SFNAS-DDPG: A Biomass-Based Energy Hub Dynamic Scheduling Approach via Connecting Supervised Federated Neural Architecture Search and Deep Deterministic Policy Gradient

The transition to a near-zero-emission power and energy industry for facing up to global warming issues is dominated by the use of renewable energy resources such as bioenergy and solar energy. When these resources are coordinated within an energy hub framework, the system's flexibility is increased and dispatchable energy is provided by enhancing the share of renewable-dominated power. This paper proposes a dynamic scheduling framework for an energy hub with a biomass-solar hybrid renewable system. A hybrid forecasting model based on convolutional neural networks (CNNs) and Gated recurrent units (GRUs) is developed first to capture solar-related uncertainty sensibly, which will provide a great opportunity for the learning-based controller to determine an effective operation strategy in an optimal manner, especially on a cloudy-weather day. Then, a supervised federated neural architecture search (SFNAS) technique has been presented to eliminate the need for manual engineering of deep neural network models and the unnecessary computational burden associated with them.

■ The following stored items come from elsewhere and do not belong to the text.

PR #1047, opened 2024-01-15
Fix incorrect trigger of W0310

### LINKED ISSUE #1045: [Bug] W0310 incorrectly triggered with VAR syntax
### What happened?

The rule `non-local-variables-should-be-uppercase` seems to have issues with the new VAR syntax of Robot Framework 7. It's triggered although the variable is uppercase.

```VAR    ${CORRELATIONID}    ${response.json()}[correlationId]    scope=SUITE```

[W] 0310 Test, suite and global variables should be uppercase (non-local-variables-should-be-uppercase)

The warning is not shown.

### Operating System

Windows 10

### Robocop version

5.0.0

### PR DESCRIPTION
**Pull request by Shutgun**
Fixes #1045 

However, I'm not sure if this is the best possible solution.

### DIFF
--- a/robocop/checkers/naming.py
+++ b/robocop/checkers/naming.py
@@ -1094,7 +1094,7 @@ class VariableNamingChecker(VisitorChecker):
         self.check_for_reserved_naming_or_hyphen(variable, "Variable", is_assign=True)
         # TODO Check supported syntax for variable, ie ${{var}}?
         if not self._is_var_scope_local(node):
-            self.check_non_local_variable(variable.value, node, variable)
+            self.check_non_local_variable(search_variable(variable.value).base, node, variable)
 
     def visit_If(self, node):  # noqa
         for token in node.header.get_tokens(Token.ASSIGN):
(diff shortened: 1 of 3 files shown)

### CODE REVIEW

File: robocop/checkers/naming.py [hunk 1]
```diff
@@ -1094,7 +1094,7 @@ def visit_Var(self, node):  # noqa
         self.check_for_reserved_naming_or_hyphen(variable, "Variable", is_assign=True)
         # TODO Check supported syntax for variable, ie ${{var}}?
         if not self._is_var_scope_local(node):
-            self.check_non_local_variable(variable.value, node, variable)
+            self.check_non_local_variable(search_variable(variable.value).base, node, variable)
```
bhirsz, line 1097: search_variable may fail if the variable is invalid (for example not closed properly {}). We can just wrap it with try except as we did it in visit_Variable in the same file to safeguard it

bhirsz: Ok nvm, we have return if node contains any error just few lines before - it should cover it

bhirsz:
I have checked and it works with your code - it looks like this logic was invalid and missing search_variables resulted in getting empty string on isupper() comparison later on. Your code fixes that - thanks!

bhirsz (approved):

robocop/checkers/naming.py
Shutgun: It's that covered by the returns in lines 1090 and 1093?

Issue #107, opened 2020-08-25
Rule: check if dependencies are sorted


mnojek:
Check if dependencies in Settings section are sorted: Libraries first, then Resource files. Can also check if they are sorted alphabetically or whatever way we decide to implement it.

bhirsz:
It could be also possible to test if the import is local or external and propose sorting based on that (similiar as python):

```
Library  Collections  # internal
Library  common.py  # in the same directory
Library  MyTestLib  # external library
```

mnojek:
> It could be also possible to test if the import is local or external and propose sorting based on that (similiar as python):
> 
> ```
> Library  Collections  # internal
> Library  common.py  # in the same directory
> Library  MyTestLib  # external library
> ```

We already have this inside 'wrong-import-order' rule but without checking libraries from the same directory.

mnojek:
Also, I am thinking if this is a good idea to implement this rule. I remember a discussion on slack (probably on #lsp or #devel channel) about the order of the imports and how they relate to each other. The conclusion was that sometimes different order is required due to specific variables relying on each other. So forcing user to keep one and only order is probably not a good idea...
@bhirsz What do you think?

bhirsz:
Yeah, resources and libraries are often depending in the order of import which would be contradicting with this rule. And like you wrote there is w ring-import-order already. We can close it

mnojek:
Another thing that comes to my mind is to create a rule for keeping settings of the same type grouped together, but again... I am not 100% sure if it will not trigger some problems with import order. @bhirsz What do you think? Can we implement such rule or we should give up with all sort of these rules related to order of imports?

bhirsz:
If we don't have anything for it yet (I don't think so) it could be good idea. Robotidy already group settings, for example result [here](https://github.com/MarketSquare/robotframework-tidy/blob/main/tests/atest/transformers/OrderSettingsSection/expected/test.robot). Setting order other than imports (variables, resources, libraries) doesn't matter in execution. It looks better if let's say we're keeping tag settings together with other tag settings so I'm vouting for such rule.

bhirsz:
Users recently added several rules related to import orders - in 6.0 and before:
https://github.com/MarketSquare/robotframework-robocop/blob/main/src/robocop/linter/rules/imports.py

I believe they satisfy rules mentioned in this issue so we can close it (after 5 years! :))

bhirsz:
[...]

PR #1088, opened 2024-06-04
Add rules checking that builtin and custom libraries are imported in alphabetical order.

szymonslodkowski:
Add rules if builtin and custom libraries are sorted alphabetically


bhirsz:
Thanks for the good PR. In a way it implements https://github.com/MarketSquare/robotframework-robocop/issues/107 . 
Though there is caveat here: order of the custom imports may be important (and it often is. For example you need to import B before you import A because B keeps variables you need for A). However it should be fine for built in imports. So the solution could be moving those rules (or at least the custom imports one) to community rules (which are disabled by default and can be enabled). What do you think about it?

robocop/checkers/misc.py
```diff
@@ -586,6 +586,35 @@
         """,
         added_in_version="4.0.0",
     ),
+    "0926": Rule(
+        rule_id="0926",
+        name="builtin-imports-not-sorted",
+        msg="BuiltIn library import '{{ builtin_import }}' should be placed before '{{ previous_builtin_import }}'",
+        severity=RuleSeverity.WARNING,
```
bhirsz, line 593:
```suggestion
        severity=RuleSeverity.WARNING,
        added_in_version="5.2.0",
```

robocop/checkers/misc.py
```diff
@@ -586,6 +586,35 @@
...
+            Library    OperatingSystem
+            Library    Collections  # BuiltIn libraries imported not in alphabetical order
+
+        """,
+    ),
+    "0927": Rule(
+        rule_id="0927",
+        name="custom-imports-not-sorted",
+        msg="Custom library import '{{ custom_import }}' should be placed before '{{ previous_custom_import }}'",
+        severity=RuleSeverity.WARNING,
```
bhirsz, line 607:
```suggestion
        severity=RuleSeverity.WARNING,
        added_in_version="5.2.0",
```

szymonslodkowski:
@bhirsz thanks for quick review.
So I will leave the rule for builtins in the file I already implemented.
I was not aware about use cases in which order of imports is important - good to know that there are some. So  I will move rule checking rest of imports to custom rules.
Maybe there is also sense to implement rule verifying order of resources? I could try also to add such rule in this PR. Is it ok?

bhirsz:
Yeah, feel free to do so - since it will be also custom rule then we can have such rule for resources as well (people can opt in for it).

szymonslodkowski:
Ok, but I have a question about community rules numbering.
In robocop/checkers/community_rules there is only keywords.py with `RULE_CATEGORY_ID = "00"` I guess these new rules doesn't fit to this file. I would like to create new one, but what should be RULE_CATEGORY_ID and what should be rule_id?

bhirsz:
You can decide it. But since we started with 00, then next one will be 01. Community rules are prefixed with 1 so final rule will be for example 10101, 10102...

robocop/checkers/misc.py
szymonslodkowski: Added

robocop/checkers/misc.py
szymonslodkowski: Added

bhirsz (approved):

Finally, the deep deterministic policy gradient (DDPG), as an actor-critic deep reinforcement learning (DRL) methodology, enables the biomass-based energy hub to achieve cost-effective dynamic control strategies by addressing the decision-making problem as a highly dynamic continuous state-action model. The major conclusions of the numerical results show the effectiveness of the proposed SFNAS-DDPG method from average operating cost reduction up to 7.31% compared to the conventional DDPG model.